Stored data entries
====================

PR #1882, opened 2026-05-03
refactor: Track primary-part thunk candidates in a queue

lapla-cogito:
We are currently using every bit of the u16 `ValueFlags`. However, `HAS_RANGE_LIMITED_REL` does not really need to live in `ValueFlags` at all: it was only ever used as a transient marker between relocation processing and thunk layout, and the non-primary path already tracked the equivalent information in `non_primary_referenced_symbols` without consuming a flag bit. Move the primary path to use the same pattern via a new `primary_thunkable_locals` queue on `ThunkLayoutBuilder`.

### DIFF
--- a/libwild/src/thunks.rs
+++ b/libwild/src/thunks.rs
@@ -19,8 +19,8 @@
 //! * Non-primary part references non-primary part: Assumed to be in range.
 //! * Non-primary part references primary part: Stored in
 //!   ThunkLayoutBuilder::non_primary_referenced_symbols.
-//! * Prmary part references anything: ValueFlags::HAS_RANGE_LIMITED_REL set for local symbol in the
-//!   object that made the reference.
+//! * Prmary part references anything: the (file_id, local_symbol_id) pair is pushed into
+//!   ThunkLayoutBuilder::primary_thunkable_locals.
 
 use crate::input_data::FileId;
 use crate::layout;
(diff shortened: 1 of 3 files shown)


libwild/src/thunks.rs
```diff
@@ -87,14 +87,20 @@ pub(crate) struct ThunkLayoutBuilder {
     /// Symbols that are defined in primary parts and referenced by range-limited relocations from
     /// non-primary parts.
     non_primary_referenced_symbols: SegQueue<SymbolId>,
+
+    /// `(file_id, local_symbol_id)` pairs recorded each time a thunkable, range-limited
+    /// relocation is encountered in a primary-part section. Filled in concurrently during
+    /// relocation processing and consumed once when building the thunk layout. May contain
+    /// duplicates.
+    primary_thunkable_locals: SegQueue<(FileId, SymbolId)>,
```
davidlattimore, line 95: I did something like this in an earlier iteration of the range-extension thunks implementation. Unfortunately, it's not great for performance..

I just ran a benchmark with this change and linking a debug build of chromium for aarch64 more than doubled - from 3.04 seconds to 7.16 seconds.

If you're wanting to make a change that needs to add another ValueFlag, the easiest option for now might be to increase it to 32 bits. I just ran a benchmark of doing that there was more or less no measurable performance change.

lapla-cogito: > I just ran a benchmark of doing that there was more or less no measurable performance change.

Ah, I'd been under the mistaken impression that switching to 32-bit would degrade performance. Thanks.

PR #1884, opened 2026-05-03
feat: support `--nmagic`

TechnoPorg:
`--nmagic` disables page alignment for loadable sections and prevents linking against shared libraries. Support for `--omagic` will follow once this is cleaned up and merged.

ld will merge the R and RX loadable segments with `--nmagic`, whereas lld will not. I have chosen to match the LLD behaviour.

~~I'm aware of two shortcomings so far in this PR:~~

- ~~Cross testing is disabled because QEMU apparently requires loadable segments to be page-aligned. This is rather unfortunate, as the tests in nmagic.c are passing on my x64 laptop, but failing in aarch64 CI, and I don't have an aarch64 box to test on.~~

====================

What you are asked to do
Nothing before the line containing "ld will merge" should be repeated; repeat that line and all later lines through the end of the data above, exactly.

Response area
ld will merge the R and RX loadable segments with `--nmagic`, whereas lld will not. I have chosen to match the LLD behaviour.

~~I'm aware of two shortcomings so far in this PR:~~

- ~~Cross testing is disabled because QEMU apparently requires loadable segments to be page-aligned. This is rather unfortunate, as the tests in nmagic.c are passing on my x64 laptop, but failing in aarch64 CI, and I don't have an aarch64 box to test on.~~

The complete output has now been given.